Baby watching television

                           Baby watching television
There are a lot of sport fans in Australia. They like sports in person and on TV. Just as it is in the US, many sport events are sponsored by companies that sell alcoholic beverages. A study published in January indicates children who grow up watching booze ads on TV are more likely to imbibe themselves. They have a tendency start early and are prone to overindulgence.

School of Social Sciences, Monash University, Melbourne, Australia

A separate study, though, actually counted the booze ads bombarding Australian TV and found advertising law loopholes that allow these commercials to air freely during TV sport events even during the time of day that kids are more likely to be watching. Television ad regulations restrict ads for alcoholic products between 6:00 AM and 8:29 PM (daytime viewing hours when children 17 and younger are more likely to be watching). The restriction does not apply, however, to sporting events televised during daytime hours but beverage companies are encouraged to voluntarily curb the ads during these hours.

The study from Monash University compared alcohol ads on free-to-air TV (non-cable or network broadcast TV in the US) for sporting and non-sporting events in 2012. The research revealed:

  • 235,233 children, on average, watched daytime TV (6:00 AM to 8:29 PM).
  • 273,989 watched evening TV (8:30 PM till 11:59 PM).
  • 87% of alcohol ads during daytime TV were during sport events.
  • 86% of alcohol ads during the evening were on non-sporting events.
  • Sport TV carried a mean of 1.74 alcohol ads per hour all day long.
  • Non-sport TV carried mean 1.35 alcohol ads per hour.

Outside studies indicate:

  • International football on TV comes with 1.24 references to alcohol per hour.
  • United Kingdom football on TV comes with 1.88 references per hour.

Kids everywhere enjoy watching sporting events on TV with their parents and adults often enjoy alcoholic beverages while viewing sports. The Monash researchers consider alcohol ads during sporting events as particularly important to the industry since beverage companies invest a considerable proportion of sponsorship and advertising budgets on televised sport events.

The researchers fear the lack of restraint on alcohol ads during daytime sporting events nullifies potential protections for children that advertising restrictions were devised to offer.

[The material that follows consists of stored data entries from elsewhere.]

PR #6096, opened 2026-04-20
feat(prometheus.exporter.azure): Add Azure Monitor Batch API support

robert-c-ewing:

Add support for the Azure Monitor Batch API (`metrics:getBatch`) to `prometheus.exporter.azure`, enabling up to 50 resources per API call using the Azure Monitor data plane. This data plane has separate rate limits from the ARM management plane, dramatically reducing 429 throttling for organizations monitoring many resources across multiple subscriptions.

### Pull Request Details

**Problem:** The existing per-resource collection path makes one ARM API call per discovered resource. At scale (e.g., 40 subscriptions × dozens of resource types), this quickly exhausts the [ARM rate limit](https://learn.microsoft.com/en-us/azure/azure-resource-manager/management/request-limits-and-throttling) (250-token bucket, 25 tokens/second refill per subscription), producing 429 errors and gaps in metrics.

**Solution:** A new `use_batch_api = true` config option routes metric collection through the [Azure Monitor Batch API](https://learn.microsoft.com/en-us/rest/api/monitor/metrics-batch/batch) (`POST https://{region}.metrics.monitor.azure.com/subscriptions/{sub}/metrics:getBatch`). This:

- Batches up to **50 resources** per request (vs. 1)
- Uses the Azure Monitor **data plane**, which has separate rate limits from ARM
- Auto-discovers resources via Resource Graph and groups them by (subscription, region)
- Chunks metric names in groups of 20 (Azure API limit per request)
- Produces the **same Prometheus labels** as the existing per-resource path
- Automatically widens the query time window when `interval > timespan`
- Supports all Azure cloud environments (public, China, US Government)

**What this does NOT change:** The existing per-resource and subscription-scope (`regions`) paths are completely untouched. `use_batch_api = false` (the default) preserves all existing behavior.

### Notes to the Reviewer

**Architecture:** The batch API implementation lives entirely in a single new file (`batch.go`), with minimal wiring into the existing code:
- `config.go`: 1 new field + 1 validation rule
- `azure_exporter.go`: 1 new branch in `MetricsHandler()`, before the existing `regions` and per-resource branches
- `azure.go` (component layer): 1 new field in `Arguments` + `Convert()`

**Auth:** The batch API uses a data-plane OAuth2 scope (`https://metrics.monitor.azure.com/.default`) rather than the ARM management scope. The token is acquired per-request using the same credential the ARM client uses. In most environments this just works; restrictive environments may need to grant the identity access to the data plane.

**Time grains:** Some Azure resource types (e.g., PostgreSQL Flexible Servers) only support coarse time grains (≥ PT30M). This is an Azure-side constraint, not specific to the batch API. Users must set `interval` and `timespan` appropriately. The docs now include a note about this.

**`computeTimeWindow` auto-widening:** If the configured `interval` (time grain) is larger than the `timespan` (query window), the batch API would return no data. `computeTimeWindow()` automatically widens the window to at least match the interval. This is a safety net — `Config.Validate()` already rejects `timespan < interval`, but the batch API computes absolute start/end times and this guards against edge cases.

**`parseISO8601Duration`:** We implement a minimal parser rather than using the `iso8601duration` library already in the dependency tree. This is intentional — the library's `ToDuration()` doesn't handle all cases cleanly, and we only need D/H/M/S for Azure Monitor's supported intervals. Invalid inputs panic, since `Config.Validate()` runs the full library parser first.

**Query-param exclusion:** `UseBatchAPI` is intentionally excluded from `MergeConfigWithQueryParams` since enabling batch mode changes the data plane routing and auth scope.

### PR Checklist

- [x] Documentation added
- [x] Tests updated

### DIFF
--- a/docs/sources/reference/components/prometheus/prometheus.exporter.azure.md
+++ b/docs/sources/reference/components/prometheus/prometheus.exporter.azure.md
@@ -29,8 +29,8 @@ The exporter offers the following three options for gathering metrics.
    1. This approach doesn't work with all resource types, and Azure doesn't document which resource types do or don't work.
    1. A resource type that's not supported produces errors that look like `Resource type: microsoft.containerservice/managedclusters not enabled for Cross Resource metrics`.
    1. If you encounter one of these errors you must use the default Azure Resource Graph based option to gather metrics.
-1. Use the [Azure Monitor Batch API](https://learn.microsoft.com/en-us/rest/api/monitor/metrics-batch/batch) by setting `use_batch_api` to `true`.
-   1. This batches up to 50 resources per API call using the Azure Monitor data plane (`https://<region>.metrics.monitor.azure.com`).
+1. Set use_batch_api` to `true` to use the [Azure Monitor Batch API](https://learn.microsoft.com/en-us/rest/api/monitor/metrics-batch/batch).
+   1. This uses the Azure Monitor data plane (`https://<region>.metrics.monitor.azure.com`) to batch up to 50 resources per API call.
    1. The data plane has **separate rate limits** from the ARM management plane, which significantly reduces 429 (Too Many Requests) throttling when monitoring many resources.
    1. Resources are discovered using Azure Resource Graph (like option 1), then grouped by subscription and region for batch retrieval.
    1. Cannot be used together with `regions`. Use `resource_graph_query_filter` to target specific regions instead.
@@ -45,7 +45,7 @@ The account used by {{< param "PRODUCT_NAME" >}} needs:
 * When using an Azure Resource Graph query, [read access to the resources that will be queried by Resource Graph](https://learn.microsoft.com/en-us/azure/governance/resource-graph/overview#permissions-in-azure-resource-graph).
 <!-- vale Grafana.GoogleSpacing = NO -->
 * Permissions to call the [Microsoft.Insights Metrics API](https://learn.microsoft.com/en-us/rest/api/monitor/metrics/list) which should be the `Microsoft.Insights/Metrics/Read` permission.
-* When using `use_batch_api`, the identity also needs access to the Azure Monitor data plane (`https://<region>.metrics.monitor.azure.com`). This uses a different OAuth2 scope than the ARM management plane. In most environments this works with the same identity, but restrictive configurations may require additional permissions.
+* When you use `use_batch_api`, the identity also needs access to the Azure Monitor data plane (`https://<region>.metrics.monitor.azure.com`). This uses a different OAuth2 scope than the ARM management plane. In most environments this works with the same identity, but restrictive configurations may require additional permissions.
 <!-- vale Grafana.GoogleSpacing = YES -->
 
 ## Usage
@@ -201,8 +201,8 @@ Replace the following:
 
 ### Batch API example
 
-The following example uses the Batch API to collect metrics from Azure Key Vault resources across multiple subscriptions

Department of Pediatrics, Geisel School of Medicine at Dartmouth, Lebanon, New Hampshire

The study published in January sought to determine if kids were paying attention to alcohol ads on TV and, if so, to what extent. The study used telephone and online surveys to ask young people, 15 to 23 years of age, about their memory of certain ads on TV. Some ads in question featured booze, others fast food (as the control sample).

  • 2,541 young people responded to the initial survey in 2011.
  • 1,596 followed up with a second survey in 2013.

The study participants were shown digitally altered images from TV ads aired nationwide in 2010 and 2011. All images had brand names removed for:

  • 351 beer and distilled spirits ads
  • 535 fast-food ads
  • 26% of survey respondents aged 21 to 23 recalled seeing specific booze ads.
  • 23% of those 15 to 17 years old recalled seeing the same ads.
  • 29% of those aged 15 to 20 who recalled particular booze ads also reported binge drinking.
  • 18% of those 15 to 17 reported episodes of hazardous drinking.
  • 19% of those 18 to 20 reported hazardous drinking.
  • Recollection of fast-food ads was not associated with drinking outcomes.

As with the Australian study, the Dartmouth researchers conclude that self-regulation is failing where TV alcohol ads and children are concerned. Underage children are bombarded by booze ads and it affects their decisions to begin drinking and to drink recklessly.


  1. O'Brien, Kerry S., et al. "Alcohol Advertising in Sport and Non-Sport TV in Australia, during Children’s Viewing Times." PLOS | One. Monash University, 11 Aug. 2015. PLOS. Web. 21 Aug. 2015.
  2. Tanski, Susanne E., et al. "Cued Recall of Alcohol Advertising on Television and Underage Drinking Behavior." JAMA Pediatrics 169.3 (2015): 264-71. The JAMA Network. Web. 21 Aug. 2015.